No ano seguinte, vencidos os receios sentidos por muita gente, realiza-se uma Queima mais alargada. Surgem duas comissões organizadoras, uma que congregava elementos da FCUP, FPCEUP, FEP, FCNAUP e do ISCAP, que apresentou a ideia da "Semana da Academia" e uma outra, composta por elementos da FEUP, FMUP, FFUP, FMDUP e ICBAS que formavam a comissão intitulada de "Secretariado da Queima das Fitas Tradicional". Só a última singrou. A primeira acabou por se afundar com os organizadores, "nos pantanais do sectarismo político".

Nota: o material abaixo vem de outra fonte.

PR #2500, opened 2023-03-22
Listen directly to Broker for messages

luketomlinson:
This PR adds 3 things:

1) BrokerHttpClient (just the client to call the `/message` endpoint)
2) BrokerServer (following the *Server pattern. This maintains a connection with the server and uses the http client to make the requests)
3) BrokerMessageListener (wraps the BrokerServer and continuously polls for messages)

We will set the `ServerUrlV2` in a followup PR.

### DIFF
--- a/src/Runner.Listener/BrokerMessageListener.cs
+++ b/src/Runner.Listener/BrokerMessageListener.cs
@@ -1,0 +1,217 @@
+using System;
+using System.Collections.Generic;
+using System.Diagnostics;
+using System.IO;
+using System.Runtime.InteropServices;
+using System.Security.Cryptography;
+using System.Text;
+using System.Threading;
+using System.Threading.Tasks;
+using GitHub.DistributedTask.WebApi;
+using GitHub.Runner.Common;
+using GitHub.Runner.Listener.Configuration;
+using GitHub.Runner.Sdk;
+using GitHub.Services.Common;
+using GitHub.Services.OAuth;
+
+namespace GitHub.Runner.Listener
+{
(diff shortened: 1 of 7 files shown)


src/Runner.Listener/BrokerMessageListener.cs
```diff
@@ -0,0 +1,199 @@
...
+                        //retry after a random backoff to avoid service throttling
+                        //in case of there is a service error happened and all agents get kicked off of the long poll and all agent try to reconnect back at the same time.
+                        if (continuousError <= 5)
+                        {
+                            // random backoff [15, 30]
+                            _getNextMessageRetryInterval = BackoffTimerHelper.GetRandomBackoff(TimeSpan.FromSeconds(15), TimeSpan.FromSeconds(30), _getNextMessageRetryInterval);
+                        }
+                        else
+                        {
+                            // more aggressive backoff [30, 60]
```
lokesh755, line 124: Basically we'll retry forever in case of retriable exceptions? 
Nit: Regarding comment, It's less aggressive right? since we're increasing the retry intervals.

luketomlinson: Yep I think so. This is copied behavior from the existing Message listener

luketomlinson: I guess it could be read as "more aggressively backing off by increasing the time" 😄

luketomlinson: I could have some maximum of `continuousError` where I abort if it reaches that

lokesh755 (approved):

PR #2505, opened 2023-03-24
Register Runners against V2 servers

luketomlinson:
This PR registers runners against the new endpoint. The biggest changes are:

- Sending the runner's public key, encoded as an XML string up to the registration call

- Parsing the authorization object from the runner registration response and saves it for refreshing tokens

- Saves the `ServerUrlV2` in the RunnerSettings to connect to the new server for messages

### DIFF
--- a/src/Sdk/DTWebApi/WebApi/Runner.cs
+++ b/src/Sdk/DTWebApi/WebApi/Runner.cs
@@ -8,6 +8,9 @@ namespace GitHub.DistributedTask.WebApi
 
         public class Authorization
         {
+            /// <summary>
+            /// The url to refresh tokens
+            /// </summary> 
             [JsonProperty("authorization_url")]
             public Uri AuthorizationUrl
             {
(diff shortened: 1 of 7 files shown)


src/Sdk/DTWebApi/WebApi/Runner.cs
```diff
@@ -1,18 +1,73 @@
...
+            get;
+            internal set;
+        }
+
+        [JsonProperty("authorization")]
+        public Authorization RunnerAuthorization
+        {
+            get;
+            internal set;
+        }
```
jww3, line 61: Do we need to mark these new fields as optional in order to support all rollback and rollforward scenarios?

src/Sdk/DTWebApi/WebApi/Runner.cs
```diff
@@ -1,18 +1,73 @@
...
+
+        public void ApplyToTaskAgent(TaskAgent agent)
```
jww3, line 63: This feels like it might be blurring encapsulation lines.  Maybe it's better as a static method in a static class?  Or maybe it's better as  a method on `TaskAgent`?

src/Sdk/DTWebApi/WebApi/Runner.cs
luketomlinson: They should be optional by default: Screenshot 2023-03-27 at 11 22 49 AM

src/Sdk/DTWebApi/WebApi/Runner.cs
luketomlinson: great point. Updated.

luketomlinson: I opted to just pull this out of the method and make it explicit at the call site rather than burying it

jww3 (approved):

PR #2510, opened 2023-03-28
Update Runner to send step updates to Results

yacaovsnc:
* Refactored `jobServer` so `Results` code are in `ResultsServer` now.
* Updated `ResultsServer` to send steps update to Results
* Results upload is best effort and any exception should skip subsequent uploads
* Add authenticated proxy support
* Buffer request for `WinHttpHandler`

### DIFF
--- a/src/Runner.Common/JobServerQueue.cs
+++ b/src/Runner.Common/JobServerQueue.cs
@@ -931,8 +931,6 @@ namespace GitHub.Runner.Common
         public long TotalLines { get; set; }
     }
 
-
-
     internal class ConsoleLineInfo
     {
         public ConsoleLineInfo(Guid recordId, string line, long? lineNumber)
--- a/src/Runner.Common/JobServerQueue.cs
+++ b/src/Runner.Common/JobServerQueue.cs
@@ -514,22 +514,14 @@ namespace GitHub.Runner.Common
                         }
                         catch (Exception ex)
                         {
-                            var issue = new Issue() { Type = IssueType.Warning, Message = $"Caught exception during file upload to results. {ex.Message}" };
-                            issue.Data[Constants.Runner.InternalTelemetryIssueDataKey] = Constants.Runner.ResultsUploadFailure;
-
-                            var telemetryRecord = new TimelineRecord()
-                            {
-                                Id = Constants.Runner.TelemetryRecordId,
-                            };
-                            telemetryRecord.Issues.Add(issue);
-                            QueueTimelineRecordUpdate(_jobTimelineId, telemetryRecord);
-
                             Trace.Info("Catch exception during file upload to results, keep going since the process is best effort.");
                             Trace.Error(ex);
                             errorCount++;
 
                             // If we hit any exceptions uploading to Results, let's skip any additional uploads to Results
                             _resultsClientInitiated = false;
+
+                            SendResultsTelemetry(ex);
                         }
                     }
 
@@ -545,6 +537,19 @@ namespace GitHub.Runner.Common
                     await Task.Delay(_delayForResultsUploadDequeue);
                 }
             }
+        }
+
+        private void SendResultsTelemetry(Exception ex)
+        {
+            var issue = new Issue() { Type = IssueType.Warning, Message = $"Caught exception with results. {ex.Message}" };
+            issue.Data[Constants.Runner.InternalTelemetryIssueDataKey] = Constants.Runner.ResultsUploadFailure;
+
+            var telemetryRecord = new TimelineRecord()
+            {
+                Id = Constants.Runner.TelemetryRecordId,
+            };
+            telemetryRecord.Issues.Add(issue);
+            QueueTimelineRecordUpdate(_jobTimelineId, telemetryRecord);
         }
 
         private async Task ProcessTimelinesUpdateQueueAsync(bool runOnce = false)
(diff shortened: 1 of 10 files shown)


src/Runner.Worker/JobRunner.cs
```diff
@@ -49,6 +49,8 @@ public async Task<TaskResult> RunAsync(AgentJobRequestMessage message, Cancellat
                 VssCredentials jobServerCredential = VssUtil.GetVssCredential(systemConnection);
                 await runServer.ConnectAsync(systemConnection.Url, jobServerCredential);
                 server = runServer;
+
+                _jobServerQueue.Start(message);
```
brittanyellich, line 53: Just verifying that this change should be here as it doesn't look related, but maybe it is?

src/Sdk/WebApi/WebApi/Contracts.cs
```diff
@@ -126,6 +127,46 @@ public class CreateMetadataResponse
...
+        public string Name;
+        [DataMember]
+        public Status Status;
+        [DataMember]
+        public string StartedAt;
+        [DataMember]
+        public string CompletedAt;
+    }
+
+    public enum Status
```
brittanyellich, line 162: It may be helpful to link to somewhere to indicate why were are choosing these particular status numbers? Otherwise the context on the strange ordering of the numbers may get lost. Unless there is already an explanation in results.

brittanyellich (approved):

src/Runner.Worker/JobRunner.cs
yacaovsnc: Ah, good eye!  I forgot to remove it.  This will be in next PR where we may skip uploading with `JobServer` but need to start `ResultsServer`.

src/Sdk/WebApi/WebApi/Contracts.cs
yacaovsnc: We have a list of `Status` and the numbers are consecutive, but only those are relevant to steps.  🤷🏼

src/Sdk/Common/Common/VssHttpMessageHandler.cs
TingluoHuang, line 1: undo the change if nothing changed. 😄

src/Sdk/Common/Common/VssHttpRequestSettings.cs
TingluoHuang, line 1: same, undo if not needed.

src/Sdk/Common/Common/VssHttpMessageHandler.cs
yacaovsnc: Looks like a linter change. I will undo.

src/Runner.Common/JobServerQueue.cs
```diff
@@ -111,8 +113,11 @@ public void Start(Pipelines.AgentJobRequestMessage jobRequest)
                 !string.IsNullOrEmpty(resultsReceiverEndpoint))
             {
                 Trace.Info("Initializing results client");
-                _jobServer.InitializeResultsClient(new Uri(resultsReceiverEndpoint), accessToken);
-                _resultsClientInitiated = true;
+                if (_resultsServer != null)
```
TingluoHuang, line 116: `_resultsServer ` should never be NULL since it's created by `public override void Initialize(IHostContext hostContext)`

src/Runner.Common/JobServerQueue.cs
```diff
@@ -612,6 +620,21 @@ private async Task ProcessTimelinesUpdateQueueAsync(bool runOnce = false)
...
                             await _jobServer.UpdateTimelineRecordsAsync(_scopeIdentifier, _hubName, _planId, update.TimelineId, update.PendingRecords, default(CancellationToken));
+                            try
+                            {
+                                if (_resultsClientInitiated)
+                                {
+                                    await _resultsServer.UpdateResultsWorkflowStepsAsync(_scopeIdentifier, _hubName, _planId, update.TimelineId, update.PendingRecords, default(CancellationToken));
+                                }
+                            }
+                            catch (Exception e)
+                            {
```
TingluoHuang, line 631: do we want to report the error to the actions service as telemetry? like how we did for log upload?

src/Runner.Common/JobServerQueue.cs
yacaovsnc: Removed null guard.

src/Runner.Common/ResultsServer.cs
```diff
@@ -0,0 +1,103 @@
...
+using System.Linq;
+using System.Threading;
+using System.Threading.Tasks;
+using GitHub.DistributedTask.WebApi;
+using GitHub.Services.Results.Client;
+
+namespace GitHub.Runner.Common
+{
+    [ServiceLocator(Default = typeof(ResultServer))]
+    public interface IResultsServer : IRunnerService, IAsyncDisposable
```
TingluoHuang, line 12: do you need `IAsyncDisposable`?

src/Sdk/WebApi/WebApi/Contracts.cs
```diff
@@ -126,6 +127,46 @@ public class CreateMetadataResponse
...
+    {
+        StatusUnknown = 0,
+        StatusInProgress = 3,
+        StatusPending = 5,
+        StatusCompleted = 6
```
TingluoHuang, line 167: why not 0, 1, 2, 3?

yacaovsnc: Those numbers are defined elsewhere.  I removed the ones that are not applicable to runner.

src/Runner.Common/ResultsServer.cs
yacaovsnc: I was going to move the web socket client to here in the future so I left this.  I will remove this for now since it's not needed.

TingluoHuang (approved):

O "Secretariado da Queima das Fitas Tradicional" desde logo contou com a adesão de uma grande maioria dos académicos. Na conferência de imprensa que realizaram, afirmaram:
Estudantes que somos de uma Academia velha de décadas e rica de tradições e valores, rejeitamos a ideia de que fazer-se tradição seja fazer-se política, como reprovamos a actuação daqueles que, hoje, mais espalhando este conceito, ontem se aproveitaram das tradições para a promoção dos seus ideais (...) 
(in O Primeiro de Janeiro, 5 de Maio de 1979)

E nesse ano, lá saíram para a rua os carros alegóricos decididos a reatar a tradição, tendo tido já muita gente de todas as condições a vê-los passar e a manifestar o seu apoio.

A Missa da Benção das Pastas desse ano foi efectuada na Igreja dos Clérigos, tendo sido celebrada pelo Rev. Prof. Doutor Bernardo Xavier Coutinho, que na missa disse aos estudantes:
O que se está a realizar hoje não é uma alienação. Somos conscientes, temos personalidade e sabemos o que queremos. O futuro é sempre a projecção do passado e o presente só existe quando temos a coragem e a ombridade de tomar posições, como a que estamos a tomar aqui. Não vos deixeis intimidar. Sois os continuadores de uma tradição muito antiga, de médicos, de engenheiros e eruditos. Aqui, na Igreja construída por Nasoni, na Igreja precursora do barroco, o arquitecto deve ter dado dois pulos de satisfação na sua tumba, por vós aqui estardes! 
(in O Primeiro de Janeiro, 18 de Junho de 1979)

Belas palavras, de facto, que muito significado e valor dão a tal manifestação tradicional.

Até hoje, a velhinha Queima continua a ser popular, provocando sentimentos vários por quem a vive intensamente. Quem a vive, leva-a para a vida, como um traço de nós próprios e que nos orgulha de sermos Estudantes.